五、原審認被告罪證明確,予以論罪科刑,固非無見,惟查:⑴、甲○○亦係基於幫助之犯意,幫助謝傳中犯廢棄物清理法罪嫌,已如前述,原審卻認甲○○與謝傳中係共同基於犯意聯絡,共犯上開廢棄物清理法罪嫌,而認被告係幫助甲○○與謝傳中共犯廢棄物清理法罪嫌,自有未洽;⑵、本案正犯謝傳中所從事者,乃向不詳之人承攬清除事業廢棄物之工作,並四處尋找可供堆置之地點,且僱用不知情之司機載運廢棄物,是謝傳中所為,尚未做任何中間或最終處理及再利用,亦即尚未達「處理」之程度,原審卻認被告丙○○係幫助謝傳中犯廢棄物清理法第46條第4款之非法「清除」及「處理」廢棄物,亦有未洽。檢察官上訴意旨,以被告係與甲○○、謝傳中共犯廢棄物清理法罪嫌,即認為被告係本案之共同正犯,及被告另犯廢棄物清理法第46條第3款之未經主管機關許可,提供土地回填、堆置廢棄物,雖均無理由,已如上述,惟原判決既有上開可議之處,自屬無可維持,應由本院將原判決撤銷改判。爰審酌被告丙○○僅為賺取不法利益,竟無視國家法令之規定,幫助謝傳中承租前開廠房,容認其肆意清除堆置廢棄物,對於被害人前開廠房及生活環境之危害甚鉅;且迄今仍未予處理,及其犯罪後曾一度坦承犯行,於本院又再否認之態度,暨其已離婚、2名小孩已成年、目前無業之生活狀況、高中肄業之智識程度等一切情狀,量處如主文第二項所示之刑。

據上論結,應依刑事訴訟法第369條第1項前段、第364條、第299條第1項前段,廢棄物清理法第46條第1項第4款,刑法第11條前段、第30條第1、2項、第47條第1項,判決如主文。

本案經檢察官乙○○到庭執行職務。

中 華 民 國 103 年 7 月 10 日

刑事第八庭 審判長法 官 廖 柏 基

法 官 巫 淑 芳法 官 郭 瑞 祥以上正本證明與原本無異。

如不服本判決應於收受送達後十日內向本院提出上訴書狀,其未敘述上訴之理由者,並得於提起上訴後十日內向本院補提理由書(均須按他造當事人之人數附繕本)「切勿逕送上級法院」。

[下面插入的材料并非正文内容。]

PR #78, opened 2019-07-09
Ronja kaehne/inner structur for propositional logic

RonjaKaehne:
adding inner structur for propositional logic including navbar, tutorialpage, exercise page and example page


src/App.tsx
```diff
@@ -1,15 +1,13 @@
 import React, { Component } from "react";
 import { BrowserRouter, Route, Switch } from "react-router-dom";
 
-// tslint:disable: ordered-imports
```
TimothyGillespie: Why are you removing this?

src/components/propositionalLogic/propositionalLogic.tsx
```diff
@@ -0,0 +1,49 @@
...
+
+// tslint:disable-next-line: no-empty-interface
+interface State {
+}
+
+class PropositionalLogic extends Component<Props, State> {
+	public render() {
+
+		return (
+			<BrowserRouter>
```
TimothyGillespie: You don't need the BrowserRouter here because all of this will inside the `App.tsx`'s BrowserRouter.

src/components/propositionalLogic/propositionalLogic.tsx
```diff
@@ -0,0 +1,49 @@
...
+				<React.Fragment>
+					<NavigationPropositionalLogic />
+					<Switch>
+						<Route exact path="/" component={NavigationPropositionalLogic} />
+						<Route exact path="/aussagenlogisches_beweisen/tutorial" component={TutorialPropositionalLogic} />
+						<Route exact path="/aussagenlogisches_beweisen/beispiele" component={ExamplesPropositionalLogic} />
+						<Route exact path="/aussagenlogisches_beweisen/uebungen" component={ExercisesPropositionalLogic} />
+						<Route exact path="/aussagenlogisches_beweisen/sandbox" component={FreeProverPropositionalLogic} />
+						<Route component={ErrorPage404} />
```
TimothyGillespie: This shouldn't be needed since it will fetch the defintion of the `App.tsx` then.

src/components/propositionalLogic/propositionalLogic.tsx
```diff
@@ -0,0 +1,49 @@
...
+					</Switch>
+				</React.Fragment>
+			</BrowserRouter>
+		);
+
+	}
+
+}
+
+const ErrorPage404 = () => {
```
TimothyGillespie: We have a ErrorPage404 component. If you need to use it it should be imported, otherwise we have to handle two different components which shall be the same anyway.

src/components/propositionalLogic/propositionalLogic.tsx
```diff
@@ -0,0 +1,49 @@
...
+}
+
+class PropositionalLogic extends Component<Props, State> {
+	public render() {
+
+		return (
+			<BrowserRouter>
+				<React.Fragment>
+					<NavigationPropositionalLogic />
+					<Switch>
```
TimothyGillespie: The Switch shouldn't be needed by the same logic.

src/App.tsx
RonjaKaehne: why not? i think we should avoid tslint disable comments in our code so just order the imports instead

src/components/propositionalLogic/propositionalLogic.tsx
RonjaKaehne: i got it. thx i rebuild it inside the App.tsx and deleted the whole propositionalLogic.tsx

src/App.tsx
TimothyGillespie: TSLint is supposed to increase readability and enforce standards. I purposefully put it there so the order of the imports will match the order of the Routes, which makes it easier to pinpoint imports. Alphabetical ordering doesn't help here.

Korosensei42:
I think we should talk about an integrated wiki within the system later. I.e.:

- Should the wiki within the webinterface just be the same as on our GitHub? (Most likely not, since on GitHub it will feature some technichalities that are not relevant to a user)
- Should it be just a collection of entries that are relevant to the user, but already exist on our GitHub wiki? 
- Should it be on the same level as our GitHub wiki or should it be tailored more towards a new user that does not know much about the fundamentals of Mathematics or Programming?

RonjaKaehne:
> 
> 
> I think we should talk about an integrated wiki within the system later. I.e.:
> 
>     * Should the wiki within the webinterface just be the same as on our GitHub? (Most likely not, since on GitHub it will feature some technichalities that are not relevant to a user)
> 
>     * Should it be just a collection of entries that are relevant to the user, but already exist on our GitHub wiki?
> 
>     * Should it be on the same level as our GitHub wiki or should it be tailored more towards a new user that does not know much about the fundamentals of Mathematics or Programming?

This is not for developer, it's for the user. Inside this wiki we can store some fundamentals of mathematics like u said or links where they can read about the theory. We also can give references like a recommended writing style or a list of allowed words. at least we can remove this wiki easy if we are not gonna use it but i wanted to show how the final structur can look like

Korosensei42:
I like the idea itself very much. Just wanted to point out, that we should clarify the details later on.

PR #79, opened 2019-07-11
RonjaKaehne/exerciseGenerator

RonjaKaehne:


TimothyGillespie:
I think we said we wanted to implement the generator later, or am I mistaken on that? Is there a corresponding issue?

TimothyGillespie:
Since it is not relevant as of now I will close it. It can be reopened later on.

PR #83, opened 2019-07-18
Fix indexing error

### LINKED ISSUE #50: Fix indexing for vocabErrors

Korosensei42:
This should fix #50.

The issue was, that an input like "ff ffff" spat out four issues when only two shoul be created.

The reason of this was, that "ff" was detected as an invalid word and the whole input was searched for additional occurences of "ff". 

The solution I implemented was: A word is classified as some sequence of characters between whitespaces. Therefore I now take the user input and append a Whitespace in the front and back of it and only look for occurences of " ff ", i.e. occurences of "ff" that have a whitespace in the front and back now. This solution is a bit hacky, but it should be justified, since it builds upon the definition of a word.

### DIFF
--- a/src/util/vocabularyChecker/detectWrongSyntax.ts
+++ b/src/util/vocabularyChecker/detectWrongSyntax.ts
@@ -2,7 +2,7 @@ import Issue from "../issueHandling/issue";
 import { addIssue } from "../issueHandling/issueMapping";
 import issueJson from "../issueHandling/knownIssues.json";
 import json from "./allowedVocab.json";
-import uniqueValues from "./iterators";
+import uniqueValues from "./Iterators";
 
 /**
  * Regular expression that looks for any and all words. A word is defined as some sequence of
--- a/src/util/vocabularyChecker/detectWrongSyntax.ts
+++ b/src/util/vocabularyChecker/detectWrongSyntax.ts
@@ -2,7 +2,7 @@ import Issue from "../issueHandling/issue";
 import { addIssue } from "../issueHandling/issueMapping";
 import issueJson from "../issueHandling/knownIssues.json";
 import json from "./allowedVocab.json";
-import uniqueValues from "./Iterators";
+import uniqueValues from "./iterators";
 
 /**
  * Regular expression that looks for any and all words. A word is defined as some sequence of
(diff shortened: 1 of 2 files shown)


src/util/vocabularyChecker/detectWrongSyntax.ts
```diff
@@ -15,10 +15,14 @@ export const anyWord = new RegExp(/\b\w+\b/g);
 const allowedWords = json;
 export interface Position { fromIndex: number; toIndex: number; }
 
-export function collectInvalidWordsInIssues(text: string) {
+/**
+ * Adds an Issue for every invalid word.
+ * @param text the userinput
```
TimothyGillespie: The `-` is missing here.

src/util/vocabularyChecker/detectWrongSyntax.ts
```diff
@@ -15,10 +15,14 @@ export const anyWord = new RegExp(/\b\w+\b/g);
...
+ */
+export function collectInvalidWordsInIssues(text: string): void {
 	const invalidWords = getInvalidWords(text);
 	for (const word of invalidWords) {
-		if (!(allowedWords.includes(word.toLowerCase()))) {
+		if ((!(allowedWords.includes(word.toLowerCase())))) {
```
TimothyGillespie: Is this extra parenthesis necessary for this to work? Otherwise I think the extra paranthesis makes it less readable.

src/util/vocabularyChecker/detectWrongSyntax.ts
```diff
@@ -44,18 +54,18 @@ export function getPositionsOfInvalidWord(invalidWord: string, text: string): Po
 }
 
 /**
- * Bundling the functionalities of @function collectAllInvalidWords and
- * @function removeDuplicates.
+ * Bundling the functionalities of @function collectAllInvalidWords and @function removeDuplicates.
```
TimothyGillespie: The @function keyword is not supposed to be used like this. Rather it serves as an indicator that an object, wie might not appear to be a function, is actually a function:
https://devdocs.io/jsdoc/tags-function
An example could be `const iLookLikeAVariable = () => { // Do Something};`

TimothyGillespie:
Seems to fix the issue as I couldn't reproduce it.

I will approve this when

- the new test cases for this error will be added (and maybe also the previous one for $Sonne Sonne$ which I've forgotten last time).
- the JSDocs with the @function keyword will be edited or reasoned why the keyword is used correctly here.
- the reason for the issue could be described very briefly and how it was fixed. (If this is easily describable in no more than three sentences)

Korosensei42:
@TimothyGillespie I think I adressed everything you asked for. For a more detailed explanation see the edited description at the top. Thanks for your feedback. If there are still some problems you see, don't hesitate to tell me.

TimothyGillespie:
Looks good so far.
I think there has been a misunderstanding the dash in the JSDocs. I think it should be there. Not that it was inconsistent. Now I am not sure if it is really important. I just always see the dash put that way and it seems standard. But since JSDocs will/could be parsed later a missing dash could break it? Just in case.

I noticed one more thing which is unrelated to this specific issue. That is in line 128 in the tests. It should check for the input a space. But currently it only empties the list and then confirms that the issue list is now empty.

Anyway: good job.

If you could take a look at the test in line 128 and either explain or correct it I will give the approval for the PR.

Korosensei42:
@TimothyGillespie That most likely was a copy-paste error from some other time. I corrected it.

Issue #73, opened 2019-07-04
implement a library of exercises


RonjaKaehne:
we should implement a library of exercise tasks because of two reasons. The first reason is we have the possibility to do some more test for our proofchecker. the second reason is the user can start using our tool to exercise even without external tasks.

PR #84, opened 2019-07-22
Ronja kaehne/example page

RonjaKaehne:


Korosensei42:
In general I really like the idea of giving an explanation only when hovering over it. 

However, it is not very intuitive that this option even exists. The user may only encounter this
functionality if he either marks the whole text or hovers over the explanation by himself, which seems random when you don't know about this functionality.

I would suggest to change this to something similar to the way Discord handles it. See for example here:
https://gyazo.com/a078f1c07440bf41d335287983266c3b

The only thing I would change about this Discord-way is that we should have the ability to hide text again, just like you are doing right now. So I would only suggest some highlight of the region that can be uncovered by hovering over it.


Other than this, this looks fine. So I would approve this PR if you comment on my remark

src/components/propositionalLogic/examplePage.tsx
```diff
@@ -0,0 +1,78 @@
...
+
+class ExamplesPropositionalLogic extends React.Component {
+	public render() {
+		return <div className={styles.site}>
+			<div className={styles.proofEditor}>
+				<p><button className={styles.buttons}
+					onClick={this.showElement}>
+					Beispiel 1
+						</button></p>
+				<table className={styles.toggleTable} id="toggleTable">
```
TimothyGillespie: Choosing an example via a button is valid. But it shouldn't be done via CSS when working in react. The I created just now doesn't contain a suggestion how to do this in react yet, but I can help you with this too. In the end it will make things a lot easier if understood.

src/components/propositionalLogic/examplePage.tsx
```diff
@@ -0,0 +1,78 @@
...
+
+import styles from "./propositionalLogic.module.scss";
+
+class ExamplesPropositionalLogic extends React.Component {
+	public render() {
+		return <div className={styles.site}>
+			<div className={styles.proofEditor}>
+				<p><button className={styles.buttons}
+					onClick={this.showElement}>
+					Beispiel 1
```
TimothyGillespie: This should be a more descriptive name. Possible what statement is being proven in this example.

src/components/propositionalLogic/examplePage.tsx
```diff
@@ -0,0 +1,78 @@
...
+					<tr>
+						<th>Eingabe</th>
+						<th>Erklärung (mit der Maus drüberfahren zum anzeigen)</th>
+					</tr>
+					<tr>
+						<th>Wir zeigen: a -> (b -> c) -> (a und b) -> c.</th>
+						<th>Dies soll bewiesen werden. </th>
+					</tr>
+					<tr>
+						<td></td>
```
TimothyGillespie: It looks good, but it could potentially be solved differently. This way it is an irregularity which can make it harder to process this structur. But I guess the way it is done here is okayish in this case. Not an issue I would block an merge for.

src/components/propositionalLogic/examplePage.tsx
```diff
@@ -0,0 +1,78 @@
...
+						<td></td>
+					</tr>
+					<tr>
+						<td>Es seien a, b und c Aussagen.</td>
```
TimothyGillespie: This can be rendered more dynamically. In PR #92 there is a dynamical rendering of these so all the tr and td won't need to be retyped and copied etc.

src/components/propositionalLogic/examplePage.tsx
```diff
@@ -0,0 +1,78 @@
...
+						<td>qed </td>
+					</tr>
+				</table>
+
+			</div>
+
+		</div >;
+	}
+
+	private showElement = async (): Promise<void> => {
```
TimothyGillespie: This is a valid way to do this outside of react. I suggested this at first in last Thursday call, but I didn't think this through with react in mind and jumped to this intuitively. You can see the react way of doing these kind of things in #92 too.
There are certain issues associated with this usage and it decentralizes the knowledge base. If you have more questions about it or why it shouldn't be used in a react environment feel free to ask.

src/components/propositionalLogic/proofEditor.tsx
```diff
@@ -20,7 +22,7 @@ class ProofEditor extends React.Component<{}, State> {
 		return <div className={styles.proofEditor}>
 			<textarea
 				className={styles.textInput}
-				placeholder="Gebe hier deinen Beweis ein."
+				placeholder={textboxPlaceHolder}
```
TimothyGillespie: Single Source Of Truth. Good!

src/components/propositionalLogic/examplePage.tsx
```diff
@@ -2,75 +2,72 @@ import React from "react";
...
-		];
 
-		this.state = { proofPart };
+		this.state = { exampleProofList };
 	}
 
 	public render() {
 		return <div className={styles.site}>
-			<table>
+			<button>Nächstes Beispiel</button>
```
TimothyGillespie: This would need an onClick event so it might look like this:
`<button onClick={showNextExample()}`
And the function would need to reset the "clicked" array and increase the "exampleToShow" variable by one. These changes have to be put into the `this.setState({...})` methode. Generally you only wanna call it when you change a variable in the state which should change the look of the website.

src/components/propositionalLogic/examplePage.tsx
```diff
@@ -2,75 +2,72 @@ import React from "react";
...
-					{this.renderProof()}
-					<tr>
-						<td></td>
-						<td></td>
-					</tr>
-					<tr>
-						<td>Also gilt $a -> (b -> c) -> (a und b) -> c$.</td>
-						<td>qed </td>
-					</tr>
+					{this.renderProof(0)}
```
TimothyGillespie: You can use `this.state.exampleToShow` as a parameter then or just use it in the function and get rid of the parameter.

src/components/propositionalLogic/examplePage.tsx
```diff
@@ -2,75 +2,72 @@ import React from "react";
...
 				</tbody>
 			</table>
 		</div>;
 	}
```
TimothyGillespie: And the methods below this need use the new logic then.

RonjaKaehne:
Hey,
i added a new structure that allows us to pick and show predefined examples by pressing a button. we have to add some other example and should store them into a seprated file (see #73 ) so we could acces them by there. check out the functionality of the example generator :) actually the code pick a random example from all existing examples in the list. we also can increment the list by each cick on the button for sure. this one was just a possible suggestion

Korosensei42:
I'm gonna get to #73 tomorrow, most likely

TimothyGillespie:
Issue #98 and #99 will appear with the pull request.

TimothyGillespie:
@Korosensei42 Please have a quick look over this and merge it if you seem fit. You could get started on #99 if you wish to do so then.

Korosensei42:
@TimothyGillespie I thought I might as well do #99 now and merge afterwards. This way we don't need an additional PR.

Regarding merging this: I get 3 errors in Diproche/github/webinterface/src/components/propositionalLogic/examplePage.tsx., so merging would not feel appropriate right now. Do you have a suggestion on how to fix them?

TimothyGillespie:
What errors are you getting? I don't see any and the CLI says it's passing too?

Korosensei42:
I get three errors:

1. In line 5 with exampleProofList.
Currently it looks like this:
```
const exampleProofList: Array<Array<[string, string]>> = data.examples;
```
Error description: 
```
Type '((string | string[])[] | (string | string[])[][])[][]' is not assignable to type '[string, string][][]'.
  Type '((string | string[])[] | (string | string[])[][])[]' is not assignable to type '[string, string][]'.
    Type '(string | string[])[] | (string | string[])[][]' is not assignable to type '[string, string]'.
      Type '(string | string[])[]' is missing the following properties from type '[string, string]': 0, 1ts(2322)
```

2. In line 28 with exampleNumber, false (arguments of renderProof).
Currently it looks like this:
```
	public render() {
		return <div className={styles.site}>
			{this.renderExampleButtons()}
			<table className={styles.example} id="solve">
				{this.renderProof(exampleNumber, false)}
			</table>
		</div >;
	}
```

Error description:
```
Expected 0 arguments, but got 2.ts(2554)
```

3. In line 61 with `proofPart`.

Currently it looks like this:
```
			renderedPart.push(<tr>
				<td>{line[0]}</td>
				<td className={scssClass} onClick={() => this.showExplanation(index, proofPart)}>{explanation}</td>
			</tr>);
```

Error Description:
Expected 1 arguments, but got 2.ts(2554)


Now, fixing 2 and 3 would be no big deal, I guess. However, I don't know what would be correct for 1.

I also pulled, so I don't get why only I get these errors.
Btw: Sorry for the wall of text, but I figured I'd better be as detailed as possible.

TimothyGillespie:
The errors should be fixed now. I don't know why I didn't get them myself first. I removed the lines with `Aufgabe: ...` since the initial idea would be to have this be 1:1 typable into the proofEditor and work and also the first line should state what we are trying to prove. These are not supposed to be task yet but simply full examples. The tasks will be on another page. If you think they need an header we can still add one. @Korosensei42 did you intend to use your addition into the json as predefined tasks?

Korosensei42:
@TimothyGillespie It doesn't really matter if we include them here, since, as you said, we can still create a headline if we want to use the examples as tasks. So deleting them here is totally fine with me,

PR #86, opened 2019-07-25
Ronja kaehne/fix bracket bug#85

RonjaKaehne:


src/util/input_formatter/regexes.ts
```diff
@@ -1,5 +1,7 @@
 export const Regexes = {
```
TimothyGillespie: Some general advice one RegExps:
When you make a group but you don't need to fetch the specific content of the group you can make it a non-capturing group with ?:
example
Capturing Group: `(this|or|that)`
Non-Capturing group: `(?:this|or|that)`

The main benefit is it can make it easier to handle certain functionalities of RegExps, make clear that you won't be fetching this group content later and it should also improve the runtime.

I am not sure if it could be applied to any of these here and it wouldn't be worth to revise them all. It just came to mind right now.

TimothyGillespie:
Also: If you reference the issue in the branch and PR-Name it's rather unwiedly since you cannot click on it and have to seek it out manually. It also won't show up in the issue itself. My advice would be to just point out what the PR/Branch is supposed to change(FixBracketBug works for me) and put the issue reference number in the description like this: #85 
Now this PR will show up in the issue and it's clickable.

PR #92, opened 2019-07-26
Enable display of explanation by clicking

TimothyGillespie:
This works already. It seems like I have broken the design a little bit, but I cannot find where or how immediately.
This is easier to maintain and expand.


TimothyGillespie:
Also enables maintainability and enhancability.

Issue #91, opened 2019-07-26
Fix tslint issues


TimothyGillespie:
Fix the remaining tslint issues in #77

Korosensei42:
I adressed all the tslint issues. However, semaphoreci still isn't happy. For more details see my last comment in #77

Korosensei42:
This was adressed and fixed in #77

PR #93, opened 2019-07-27
Remove unused test

### LINKED ISSUE #90: Remove the now unused test in the vocabchecker tests
As has been mentioned last Thursday there is one test which seems to have lost it's meaning and it only tests input_formatter function by now. It should be removed since it would just be a duplicated test and lead to confusion.

Korosensei42:
This should fix #90  and #91.


Korosensei42:
There don't seem to be any lintissues in this branch. At least VSCode doesnt display any such issues to me when executing `npm run lint`. So this only fixes the problem with the unused tests. For the other problem I most likely have to check out the branch mentioned in #77.

src/util/vocabularyChecker/detectWrongSyntax.test.ts
```diff
@@ -111,6 +111,7 @@ describe("logSingleWord", () => {
 
 describe("CollectAllInvalidWordsInIssues", () => {
 	it("Creates a correct Issue-array for one wrong word containing only this word", () => {
+		emptyIssueList();
```
TimothyGillespie: You can use the beforeEach function with these. If it is being used in a describe block it will only be called before each tests inside the describe block.
https://jestjs.io/docs/en/setup-teardown.html

Korosensei42: Good suggestion! I added the beforeEach now. However, the approval got stale because of that. Could you renew it again?

TimothyGillespie: Sure thing.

書記官 康 孝 慈中 華 民 國 103 年 7 月 10 日附錄本案論罪科刑法條廢棄物清理法第46條有下列情形之一者,處 1 年以上 5 年以下有期徒刑,得併科新臺幣 3 百萬元以下罰金:

一、任意棄置有害事業廢棄物。

二、事業負責人或相關人員未依本法規定之方式貯存、清除、處理或再利用廢棄物,致污染環境。

三、未經主管機關許可,提供土地回填、堆置廢棄物。

四、未依第 41 條第 1 項規定領有廢棄物清除、處理許可文件,從事廢棄物貯存、清除、處理,或未依廢棄物清除、處理許可文件內容貯存、清除、處理廢棄物。

五、執行機關之人員委託未取得許可文件之業者,清除、處理一般廢棄物者;或明知受託人非法清除、處理而仍委託。

六、公民營廢棄物處理機構負責人或相關人員、或執行機關之人員未處理廢棄物,開具虛偽證明。